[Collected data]
───

PR #1938, opened 2018-03-23
pkg-config files correction

Kokan:
There was two issue I found with the `pc` files.
* syslog-ng-add-contextual-data.pc is not required anymore
* syslog-ng.pc should list the `libevtlog` library, as it is needed for linking.


bazsi:
The libevtlog lib should be folded into libsyslog-ng.so

However i understand if that's deemed more complicated that the pc file change. I just wanted to state this so everyone is on the same page.

kira-syslogng:
success

PR #1939, opened 2018-03-23
[WIP] logmsg: processed timestamps and macros(prefix P_)

Kokan:
The `C_` prefixed timestamps always evaluated as the actual time. This gives the possibility to get the time when the destination handles the message (or any `LogPipe` expands macro), as there could be a difference between the received and processed time. But this timestamp is not stored into the internal `LogMessage` structure, in case of the message is serialized and deserialized this information is lost.

The serialized message has a space for one timestamp. This reuses that space to store a new timestamp `PROCESSED`. That timestamp should contains the time when the destination handles the `LogMessage` (start processing), but it should be updated before macro expansion.

IMPORTANT
The `PROCESSED` timestamp is not updated for the destination, that is something the destination should take care of if it has to store that time as well.

This timestamp also exposed as macro the same way as received, sent timestamp related macros (see `R_`, `S_`).
The corresponding prefix is `P_`. (For example: `P_UNIXTIME`.)


kira-syslogng:
success

kira-syslogng:
success

kira-syslogng:
success

lib/logmsg/logmsg.c
```diff
@@ -1089,6 +1089,7 @@ log_msg_init(LogMessage *self, GSockAddr *saddr)
   self->timestamps[LM_TS_RECVD].tv_usec = tv.tv_usec;
   self->timestamps[LM_TS_RECVD].zone_offset = get_local_timezone_ofs(self->timestamps[LM_TS_RECVD].tv_sec);
   self->timestamps[LM_TS_STAMP] = self->timestamps[LM_TS_RECVD];
+  self->timestamps[LM_TS_PROCESSED] = self->timestamps[LM_TS_RECVD];
```
furiel: Let's initialize this to something else, like -1 so not to suggest it is an alias. Other than that, this patch looks good to me.

MrAnno:
Hi,

We've just merged a CI-related pull request into our master branch.
Since the current Travis CI checks in your PR are outdated, I'd like to ask you to rebase against master.

kira-syslogng:
success

bazsi:
What we've discussed is that we should handle P_ macros specially, as we can't change that value in the destination drivers as the LogMessage may be shared accross multiple drivers. So the "P" slot in the timestamp fields should only be used once the message has been serialized and the deserialized.

This means that we should:
* initialize the processed timestamp to an extremal value (e.g. -1)
* the P_* macros should resolve to the R_ timestamp as long as the P timestamp is this extremal value
* log containers that encapsulate the serialized format (e.g. disk queue and logstore) are free to write the current time instead of the extremal value.
* consumers of the serialized format are free to reuse the processed timestamp, once it is guaranteed that the LogMessage instance is not shared.

This way:
* if the message is sitting on a disk queue and then deserialized, we can see when it was serialized into the queue
* if the message is sitting in a logstore, we can see when it was written there
* if there's an extremal consumer (e.g. the indexer process) over a named pipe, that can do the same.

kira-syslogng:
Build FAILURE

───

Print all of the entries exactly as they appear.

** Answer **
PR #1938, opened 2018-03-23
pkg-config files correction

Kokan:
There was two issue I found with the `pc` files.
* syslog-ng-add-contextual-data.pc is not required anymore
* syslog-ng.pc should list the `libevtlog` library, as it is needed for linking.


bazsi:
The libevtlog lib should be folded into libsyslog-ng.so

However i understand if that's deemed more complicated that the pc file change. I just wanted to state this so everyone is on the same page.

kira-syslogng:
success

PR #1939, opened 2018-03-23
[WIP] logmsg: processed timestamps and macros(prefix P_)

Kokan:
The `C_` prefixed timestamps always evaluated as the actual time. This gives the possibility to get the time when the destination handles the message (or any `LogPipe` expands macro), as there could be a difference between the received and processed time. But this timestamp is not stored into the internal `LogMessage` structure, in case of the message is serialized and deserialized this information is lost.

The serialized message has a space for one timestamp. This reuses that space to store a new timestamp `PROCESSED`. That timestamp should contains the time when the destination handles the `LogMessage` (start processing), but it should be updated before macro expansion.

IMPORTANT
The `PROCESSED` timestamp is not updated for the destination, that is something the destination should take care of if it has to store that time as well.

This timestamp also exposed as macro the same way as received, sent timestamp related macros (see `R_`, `S_`).
The corresponding prefix is `P_`. (For example: `P_UNIXTIME`.)


kira-syslogng:
success

kira-syslogng:
success

kira-syslogng:
success

lib/logmsg/logmsg.c
```diff
@@ -1089,6 +1089,7 @@ log_msg_init(LogMessage *self, GSockAddr *saddr)
   self->timestamps[LM_TS_RECVD].tv_usec = tv.tv_usec;
   self->timestamps[LM_TS_RECVD].zone_offset = get_local_timezone_ofs(self->timestamps[LM_TS_RECVD].tv_sec);
   self->timestamps[LM_TS_STAMP] = self->timestamps[LM_TS_RECVD];
+  self->timestamps[LM_TS_PROCESSED] = self->timestamps[LM_TS_RECVD];
```
furiel: Let's initialize this to something else, like -1 so not to suggest it is an alias. Other than that, this patch looks good to me.

MrAnno:
Hi,

We've just merged a CI-related pull request into our master branch.
Since the current Travis CI checks in your PR are outdated, I'd like to ask you to rebase against master.

kira-syslogng:
success

bazsi:
What we've discussed is that we should handle P_ macros specially, as we can't change that value in the destination drivers as the LogMessage may be shared accross multiple drivers. So the "P" slot in the timestamp fields should only be used once the message has been serialized and the deserialized.

This means that we should:
* initialize the processed timestamp to an extremal value (e.g. -1)
* the P_* macros should resolve to the R_ timestamp as long as the P timestamp is this extremal value
* log containers that encapsulate the serialized format (e.g. disk queue and logstore) are free to write the current time instead of the extremal value.
* consumers of the serialized format are free to reuse the processed timestamp, once it is guaranteed that the LogMessage instance is not shared.

This way:
* if the message is sitting on a disk queue and then deserialized, we can see when it was serialized into the queue
* if the message is sitting in a logstore, we can see when it was written there
* if there's an extremal consumer (e.g. the indexer process) over a named pipe, that can do the same.

kira-syslogng:
Build FAILURE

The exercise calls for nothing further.